Red hot voices show two sides of a marriage

Erica Crist

“REDefine. REDesign. REDiscover.” sounds like the slogan to a new nano-sized television, not an orchestra.

But Red { an orchestra } is determined to “REDefine orchestral programming. REDesign the concert experience. REDiscover classical music.”

With three seasons already under its belt, Red promises to push the classical music boundaries even farther with the first concert of its new season, “In Mahler’s Shadow.”

“Red programs are constructed around a strong performance idea,” wrote Jonathan Sheffer, the artistic director and conductor, in the concert’s program notes.

“It has nothing to do with listening to music in the car, or at home, but tries to make the case that going to a hall where a special program is being performed is a valuable and exciting thing to contemplate.”

The program idea for “In Mahler’s Shadow” is based on the controlling presence of Gustav Mahler and his relationship with Alma Moll. Through readings of Moll’s diary excerpts and her songs and a semi-staged theatrical production of Mahler’s “Songs of a Wayfarer,” Red will explore life in the shadow of a mysterious classical musician.
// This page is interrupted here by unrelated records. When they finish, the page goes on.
PR #15053, opened 2023-10-27
refactor(protocol): change gas eip1559 types

dantaik:
The previous datatypes are too large


adaki2004:
We are about to address them here:
https://github.com/taikoxyz/taiko-mono/pull/15052
And it lacks the possibility to set the 3 variables (excess, target, quotient) **all together** - which is crucial.

adaki2004:
Delete this please, i'll handle it in A6 configs!

adaki2004:
Addressed all size reductions here: https://github.com/taikoxyz/taiko-mono/pull/15052

PR #15057, opened 2023-10-27
feat(protocol): Use authorize instead of onlyFrom

adaki2004:
Use authorize with vaults to be able to share common vaults across different L2 instances.

### DIFF
--- a/packages/protocol/contracts/bridge/EtherVault.sol
+++ b/packages/protocol/contracts/bridge/EtherVault.sol
@@ -8,30 +8,21 @@ pragma solidity ^0.8.20;
 
 import { EssentialContract } from "../common/EssentialContract.sol";
 import { LibAddress } from "../libs/LibAddress.sol";
+import { AuthorizationBase } from "../common/AuthorizationBase.sol";
 import { Proxied } from "../common/Proxied.sol";
 
 /// @title EtherVault
 /// @notice This contract is initialized with 2^128 Ether and allows authorized
 /// addresses to release Ether.
 /// @dev Only the contract owner can authorize or deauthorize addresses.
-contract EtherVault is EssentialContract {
+contract EtherVault is AuthorizationBase, EssentialContract {
     using LibAddress for address;
 
-    mapping(address addr => bool authorized) public isAuthorized;
-    uint256[49] private __gap;
+    uint256[50] private __gap;
 
-    event Authorized(address indexed addr, bool authorized);
     event EtherReleased(address indexed to, uint256 amount);
 
-    error VAULT_PERMISSION_DENIED();
     error VAULT_INVALID_RECIPIENT();
-    error VAULT_INVALID_PARAMS();
-
-    modifier onlyAuthorized() {
-        // Ensure the caller is authorized to perform the action
-        if (!isAuthorized[msg.sender]) revert VAULT_PERMISSION_DENIED();
-        _;
-    }
 
     receive() external payable { }
 
@@ -78,11 +69,7 @@ contract EtherVault is EssentialContract {
     /// @param addr Address to set the authorized status of.
     /// @param authorized Authorized status to set.
     function authorize(address addr, bool authorized) public onlyOwner {
-        if (addr == address(0)) revert VAULT_INVALID_PARAMS();
-        if (isAuthorized[addr] == authorized) revert VAULT_INVALID_PARAMS();
-
-        isAuthorized[addr] = authorized;
-        emit Authorized(addr, authorized);
+        _authorize(addr, authorized);
     }
 }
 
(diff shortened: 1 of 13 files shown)


packages/protocol/contracts/common/AuthorizationBase.sol
```diff
@@ -0,0 +1,37 @@
...
+//   | |/ _` | | / / _ \ | |__/ _` | '_ (_-<
+//   |_|\__,_|_|_\_\___/ |____\__,_|_.__/__/
+
+pragma solidity ^0.8.20;
+
+import { EssentialContract } from "../common/EssentialContract.sol";
+
+/// @title AuthorizationBase
+/// @notice Every contract which needs to have authorization (EtherVault, ERCXXVault)
+abstract contract AuthorizationBase {
```
dantaik, line 13: is EssentialContract

packages/protocol/contracts/common/AuthorizationBase.sol
```diff
@@ -0,0 +1,37 @@
...
+    error VAULT_PERMISSION_DENIED();
+    error VAULT_INVALID_PARAMS();
+
+    modifier onlyAuthorized() {
+        // Ensure the caller is authorized to perform the action
+        if (!isAuthorized[msg.sender]) revert VAULT_PERMISSION_DENIED();
+        _;
+    }
+
+    function _authorize(address addr, bool authorized) internal {
```
dantaik, line 30: _authorize => authorize external

packages/protocol/contracts/common/AuthorizationBase.sol
adaki2004: Tried the idea, but it would create unambigous parent dependencies (EtherVault vs. ERCXXXVault)

packages/protocol/contracts/tokenvault/ERC20Vault.sol
```diff
@@ -372,6 +374,14 @@ contract ERC20Vault is
             ctokenDecimal: ctoken.decimals
         });
     }
+
+    /// @notice Sets the authorized status of an address, only the owner can
+    /// call this function.
```
dantaik, line 379: Do we have to write this in every sub-contract?

packages/protocol/contracts/common/AuthorizationBase.sol
adaki2004: Ot making baseNFTVault ingeriting from that one can do the job. ok, will try later.

packages/protocol/contracts/tokenvault/ERC20Vault.sol
adaki2004: Can rearrange these if i make BaseNFTVault inheriting from the AuthorizationBase. Will do later.

packages/protocol/contracts/common/AuthorizationBase.sol
dantaik: > Or making baseNFTVault ingeriting from that one can do the job. ok, will try later.

If possile, this is the preferred approach.

packages/protocol/contracts/bridge/EtherVault.sol
```diff
@@ -8,30 +8,21 @@ pragma solidity ^0.8.20;
...
 import { LibAddress } from "../libs/LibAddress.sol";
+import { AuthorizationBase } from "../common/AuthorizationBase.sol";
 import { Proxied } from "../common/Proxied.sol";
 
 /// @title EtherVault
 /// @notice This contract is initialized with 2^128 Ether and allows authorized
 /// addresses to release Ether.
 /// @dev Only the contract owner can authorize or deauthorize addresses.
-contract EtherVault is EssentialContract {
+contract EtherVault is AuthorizationBase, EssentialContract {
```
dantaik, line 18: AuthorizationBase => AuthorizableContract? This will match better with how we name EssentialContract

dantaik:
@adaki2004 there is one my issue bridge fixed, could you base your PR on top of this branch: bridgable_app

packages/protocol/contracts/tokenvault/ERC20Vault.sol
```diff
@@ -121,12 +121,6 @@ contract ERC20Vault is
         _;
     }
 
-    /// @notice Initializes the contract with the address manager.
-    /// @param addressManager Address manager contract address.
-    function init(address addressManager) external initializer {
-        EssentialContract._init(addressManager);
```
davidtaikocha, line 127: Shall we still keep this `init` method and call `AuthorizableContract.init(addressManager)` here?

dantaik:
*migrated into https://github.com/taikoxyz/taiko-mono/pull/15061**

PR #15263, opened 2023-11-27
docs(website): update list of socials 

sillybillyy:
Since there is an Taiko Lab's Official Account on LinkedIn, Suggested to update Taiko's List of Socials to confirm legitimacy and build follower in preparation once in need of any recruitment in the future.

also I'm thinking of notion as well (ref:https://taikoxyz.notion.site/Taiko-Jobs-828fd7232d2c4150a11e10c8baa910a2)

Mahler was perhaps the most celebrated artist in Vienna, Austria when he married Moll in the early 1900s. The merging of Mahler’s superstar status with the headstrong amateur Moll produced their first disagreement, and Moll was forced to choose between her dreams and her husband.

“He basically told her, ‘I don’t think you should pursue music composition anymore because it is a conflict on interest. Just focus on me and my career,'” said Linda Pavelka, the featured mezzo-soprano soloist. “That’s how society was at the time. Men were chauvinistic and women were invisible.”

Pavelka, who lived in Vienna, Austria, more than 100 years after Moll, said she felt people’s views of women were still skewed.

“If there was ever an issue with my apartment, the landlady refused to discuss it with me. She would always ask for my husband,” Pavelka said. “When we moved to New York it felt so good. People here saw us and consulted us, not just him.”

Ultimately, Moll sacrificed her music for love. But she held on to the songs she wrote before their marriage, and kept a detailed diary during their marriage.

The concert will begin with a Schoenberg arrangement of a Johann Strauss waltz to demonstrate the musical status quo of the time, said Gregory Keller, the stage director.

Then the audience will hear the words of Mahler and Moll, both early in their marriage and then years later, followed by the performance of six of Moll’s songs. After intermission there will be another Schoenberg arrangement. The concert will close with Mahler’s “Songs of a Wayfarer” that express the pain of romantic loss he feels when Moll finally leaves him.

“Between Act 1 and Act 2 you will get an idea of Alma’s music and Gustav’s music,” Keller said. “You will come out of the concert with a historical understanding and an emotional understanding of how powerful this music was at the time. Mahler was really the first rock star.”

The concluding “Songs of a Wayfarer” will not leave the audience feeling lonely and depressed, said David Moore, the featured baritone soloist.

“These songs are very clear and honest,” he said. “It takes you directly through Mahler’s emotional process. He doesn’t get over her, but he does find a moment of rest under a tree. The concert ends with you hearing him talk about something other than pain as he gets wrapped up in the beauty of nature.”

Moore said this concert is not going to be in the conventional setting, but rather a unique staging and acting of the pieces in a monodrama with orchestral accompaniment.

When the concert is over, Sheffer wrote that he hopes, “you will know something of Mahler’s world in order to explore its riches on your own.”

Red will continue presenting classical music in innovative ways until the end of its fourth season in February. In addition to “In Mahler’s Shadow” there will be two other concert programs in Cleveland’s Masonic Temple Auditorium.

“Each of our three concerts expresses a different emotion, is represented by different shades, projects different tones and speaks with a different voice,” Sheffer wrote.

On Dec. 8 and Dec. 10, people may see “A New Amahl (A Red Christmas).” It will be a contemporary production of the Christmas favorite, “Amahl and the Night Visitors,” in which dreams of an urban boy are brought to life by larger-than-life-sized puppets.

On Feb. 4, “Image/Sound/Image” will explore the relationship between music and visual images by presenting music created for clips from the movies “The Red Violin” and “On Valentine’s Day” and digital images created for Beethoven’s “Symphony No. 4” by artist Leo Villareal.

Contact ALL correspondent Erica Crist at [email protected].

 

Red { an orchestra }


What: All-ages concert

When? Saturday at 8 p.m.

Where? Masonic Temple Auditorium at 3615 Euclid Ave.